Fighting threat and prioritising data security in your business

As technology evolves and becomes more sophisticated, so too do viruses, malware and hackers, and their means to violate protective barriers in order to infiltrate sensitive data and information.

According to PwC’s 2016 Global Economic Crime report, cyber crime affect almost one in three organisations (32%), with the financial services industry the ‘most threatened’ by economic crime. As accountancy and bookkeeping practices handle sensitive personal and financial data for their customers, the ramifications of a hack can be devastating, resulting in identity theft, loss of intellectual property, and irrevocable damage to brand reputation. In fact, a single incident can cost a small business upwards of £75,000 in terms of lost revenue, recovery of assets and fines. With that in mind, accountancy and bookkeeping practices must adopt a risk-averse mindset, making data security a top priority for their business and their clients. But where to start? And how to sustain change for the long term.

A cultural shift

When considering a long term security strategy, start by evaluating your people and processes. Despite the perception that the majority of threats stem from outside an organisation, risk can be found much closer to home. According to recent business research commissioned by the UK government, employees are one of the main sources of security breaches, with 48% of respondents citing human error, and 33% claiming lack of ‘staff awareness’ as major contributing factors of cyber attacks within both large and small organisations.

In order to address these challenges and implement a culture of change, it will be critical for businesses to set appropriate guidelines as well as up-skilling their employees. For instance, running training programmes on common phishing attacks and emails scams can go a long way to reducing clicks on infected links. Elsewhere, setting standards for complex password combinations, and monitoring the use of personal mobile devices to access corporate files is advisable. By taking these types of preventative measures, businesses will ensure their employees are better informed and able to work as a team to tackle external threats.

Using technology to get ahead

Increasingly, accountancy and bookkeeping practices are using data document capture and workflow management solutions to improve accuracy, reduce costs and speed up processes associated with traditional bookkeeping and manual data entry. It just so happens that certain solutions have the convenient side-effect of also improving your practice’s security risk.

For instance, the right automated solution allows you to capture and analyse scanned and photographed purchase and sales invoices, receipts, bank and card statements, automating your data entry to your bookkeeping solution. Look for a solution which offers a flexible pricing structure and doesn’t tie you into a costly monthly subscription and for those with in built intelligence which enables you to do more, faster. For instance, certain tools can capture tax summaries by default and if requested, full line item details including description, quantity and unit price. They can remember how you categorise your expenses such as the relevant supplier account, nominal account and tax code without ever creating duplicate supplier accounts or posting duplicate invoices in your chosen bookkeeping solution. They can even match invoices to purchase orders.
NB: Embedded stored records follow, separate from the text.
PR #518, opened 2026-08-12
Add better room building rules

### LINKED ISSUE #517: Match DKII room and bridge placement rules
OpenKeeper currently allows partially valid room selections and can build rooms over invalid tiles such as existing rooms, doors, traps, or objects. Room placement should match Dungeon Keeper II and reject the entire selection when any selected tile is invalid.

## Expected behaviour:

- Invalid selections are shown in red.
- No part of an invalid selection is built.
- Normal rooms can only be built on claimed, non-solid land owned by the player.
- Existing rooms must be sold before another room can replace them.
- Doors, traps, and objects block room construction.
- Creatures do not block room construction.
- Wooden and stone bridges can only be built on water or lava.
- A bridge selection must start adjacent to an owned walkable tile or existing owned bridge.
- Once anchored, bridge length is limited only by available gold and valid connected liquid tiles.
- Wooden bridges over lava disappear after `WOOD_BRIDGE_LIFE_ON_LAVA_SECONDS`—30 seconds in the DKII data.
- Stone bridges over lava remain permanently.
- Client preview and server validation must use the same rules.

belgianguy:
Fixes #517

### DIFF
--- a/src/main/java/toniarts/openkeeper/game/controller/RoomPlacementValidator.java
+++ b/src/main/java/toniarts/openkeeper/game/controller/RoomPlacementValidator.java
@@ -68,7 +68,7 @@ public final class RoomPlacementValidator {
             Set<Point> blockedTiles, Vector2f start, Vector2f end, short playerId,
             short roomId, int availableGold) {
         Room room = kwdFile.getRoomById(roomId);
-        if (room == null || !room.getFlags().contains(Room.RoomFlag.BUILDABLE)) {
+        if (!isBuildableRoom(room)) {
             return invalid(Failure.INVALID_ROOM);
         }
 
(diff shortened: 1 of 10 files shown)


belgianguy:
@tonihele it seems DeepSource flagged the GOLD_LOCK here, but IIRC that cannot be fixed yet (at least not in this PR)
The other 4 "Integer but got 1" seem odd to me, any idea?

Agent suggestion for GOLD_LOCK: 
For a proper fix, encapsulate the loose-gold storage operation behind GameWorldController or another gold coordinator so the shared lock can become private.

tonihele:
Gold lock can be removed once everything is moved to the game loop, i.e. sequentially processed. What is left is user input, both single and multiplayer. Should go through a queue that is processed by the game loop.

src/main/java/toniarts/openkeeper/view/PlayerInteractionState.java
```diff
@@ -756,6 +688,27 @@ private boolean canCastSpell(KeeperSpell keeperSpell, IEntityViewControl object,
         return KeeperSpellCastValidator.isValidCast(keeperSpell, kwdFile, mapInformation, mapInformation.getMapData().getTile(tile), gameClientState.getPlayer(), entityData, object != null ? object.getEntityId() : null);
     }
 
+    private Set<Point> getConstructionBlockingTiles() {
+        constructionBlockingObjects.applyChanges();
```
tonihele: If I understand the library correctly, this is what we should avoid. Meaning updating EntitySets _sometimes_. We will run out of memory. You can double check this but I understood that all the changes will just back up somewhere until `applyChanges()` is called.

src/main/java/toniarts/openkeeper/game/controller/RoomPlacementValidator.java
```diff
@@ -0,0 +1,220 @@
...
+
+        public boolean isValid() {
+            return failure == Failure.NONE;
+        }
+    }
+
+    private RoomPlacementValidator() {
+    }
+
+    public static Result validate(KwdFile kwdFile, IMapInformation<?> mapInformation,
```
tonihele: This at least should never be used by client. Causes round trips to server. I should really separate the client and server to make a clear boundary. Of course the ECS library still allows us to mistakes easily. At the very least this should be Javadocced to prevent usage.

Ideally view package should use its own, server its own, common location can have the static common parts. But yeah, probably needs some architecturing and refactoring to make it smooth

belgianguy: Fixed in 301d9000. I removed the EntityData overload from the shared validator. The client now gathers blockers from its subscribed EntitySets, while GameWorldController independently gathers authoritative blockers from server-local EntityData. Both pass only a Set<Point> into the common static validation logic, so no client-side direct EntityData query or extra server round trip is possible through this API.

src/main/java/toniarts/openkeeper/view/PlayerInteractionState.java
belgianguy: Fixed in 301d9000. The three long-lived EntitySets are now drained on every active update before selection processing; getConstructionBlockingTiles() only snapshots their current contents. This prevents queued ECS changes from accumulating while no construction preview is active.

belgianguy:
Review updates are now in 301d9000, after merging current master (including the creature-generator spawn-timer fix from #510). The four DeepSource Integer/remove findings are fixed with explicit boxing. GOLD_LOCK remains intentionally in place; the moved occurrence has a narrow suppression and explanatory comment because removing the lock safely depends on the separate change to queue all player input through the game loop, as discussed.

tonihele:
Thanks for your contribution!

While the adoption of cloud-based computing, and use of automated tools, has risen in recent years, concerns over privacy and security remain a concern for some. Many perceive that housing data on a physical desktop is safer, yet the opposite is true. Cloud solution providers which adhere to strict legislation on data policy and whose reputation depend on it most, leverage their technical expertise to implement multiple layers of advanced security protection which smaller organisations simply can’t emulate on premise.

For those that decide to simplify processes and boost productivity with third party technologies, there are some security standards to check for before you press ‘download’. The cloud isn’t more susceptible to attack than other internet-connected or physical systems; however, certain important security policies are sometimes forgotten which can make it highly vulnerable to hackers. The right solution will protect users with essential in built protocols including:

  • SSL encryption: An encrypted communication link which allows private information to be transmitted securely between two parties.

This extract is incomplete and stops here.